Over the past decade or two (possibly thanks to the titanic success of Wicked) the Tony Awards have returned to the fore as a viable and entertaining contribution to the world creative stage, and about bloody time many of us would agree. As we witness a growing sophistication of creative offerings on every front — except perhaps, cinema, unless the case can be argued for Marvel — it’s heartening to see the return of the stage as a respectable form of popular entertainment.
With the 72nd Tony Awards wrapping up only a few hours ago, it’s time to hit YouTube and binge on a steady diet of technicolour clips, be them live musical excerpts of the winning titles or the repeated coverage of Robert DeNiro’s Trump jibe. Hopefully it’s the former. And while you’re at it, familiarise yourself with the latest and greatest musical offerings from theatre and cinema in recent times.
The Band’s Visit (2017)
Adapted from the 2007 Israeli film of the same name, The Band’s Visit cleaned up at the Tony’s this year winning ten awards in most of the main categories for acting, writing and design, as well as the ultimate honour of Best Musical. A unique offering in the litany of crowd-pleasing revivals and romantic comedies, The Band’s Visit deals with deeper concepts of belonging and cultural connection when an Egyptian band are stranded by a mistake of language in a small Israeli town in the Negev Desert. Fascinating interactions ensue, to the backing of a remarkably original and poignant musical score by David Yazbeck.
The Greatest Showman (2017)
Unless you’ve been under a rock since Christmas you’ll no doubt have seen or at least heard of the much-hyped pairing of Hugh Jackman and Zac Efron in this monolithic blockbuster. A surprisingly inspiring retelling of the rise of P.T. Barnum, Showman touches on contemporary themes of diversity with its cast of ‘freaks’ from the first sideshow in American history. Jackman’s scene-stealing turn as the titular showman brings a larger-than-life pathos to a sympathetic portrayal of one of the most controversial personalities of the 19th century. Numbers like “This is Me” and “A Million Dreams” will have you hitting repeat on the Spotify playlist for weeks on end.
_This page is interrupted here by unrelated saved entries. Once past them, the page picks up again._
PR #897, opened 2019-03-13
 (BOLT-1052) Add run-as option to local transport 

lucywyman:
This adds support for `run-as`, `sudo-password`, and `run-as-command` to the local transport. These can be configured in the config file, by command line options, or in the inventory file, and should behave exactly like the same options for SSH.

I ended up keeping the SSH and local functionality mostly separate in order to take advantage of `popen3` and other system libraries for the local transport. I also pulled most of SSH's `sudo` tests into the shared examples so that local can use them.

### DIFF
--- a/lib/bolt/transport/local.rb
+++ b/lib/bolt/transport/local.rb
@@ -1,17 +1,10 @@
 # frozen_string_literal: true
 
-require 'json'
-require 'fileutils'
-require 'tmpdir'
-require 'bolt/transport/base'
-require 'bolt/transport/powershell'
-require 'bolt/util'
-
 module Bolt
   module Transport
-    class Local < Base
+    class Local < Sudoable
       def self.options
-        %w[tmpdir interpreters]
+        %w[tmpdir interpreters sudo-password run-as run-as-command]
       end
 
       def self.default_options
@@ -21,176 +14,17 @@ module Bolt
       end
 
       def provided_features
-        if Bolt::Util.windows?
-          ['powershell']
-        else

Hamilton: An American Musical (2015)
Brought forth by the remarkable creative genius of Lin-Manuel Miranda, who wrote the books, lyrics and music all on his own steam — as well as winning a Tony for the leading role — Hamilton changed the game of mainstream music theatre forever. The startling prelude number “Alexander Hamilton” sets the tone for the first full-length sung-and-rapped-through musical score, featuring intentionally diverse castings of America’s founding fathers and rewriting the American Revolution from the perspective of one of its largely forgotten heroes. Manuel’s brash patriotism is driven home by the surprisingly diverse musical styles he employs, as well as the not-so-subtle middle finger directed at the British monarchy.
La La Land (2016)
Nominated for fourteen Academy Awards — tying the record for most Oscar nominations with Titanic (1997) and All About Eve (1950) — La La Land revived everyone’s faith in the potential for original cinematic narratives to be brilliantly dramatic as well as unashamedly entertaining. Drawing heavily on the greats of the golden age of screen musicals, Damien Chazelle and Justin Hurwitz managed to pay authentic homage to the generation gone by while also delivering something new and wondrous. From a tap-dancing duet atop the Hollywood Hills at sunrise, to a star-studded (literally) fantasy waltz sequence in the vein of Gene Kelly’s signature dreamscapes, to the raw emotional power of the “Audition”, La La Land is both unfailingly magical and deeply human at every turn.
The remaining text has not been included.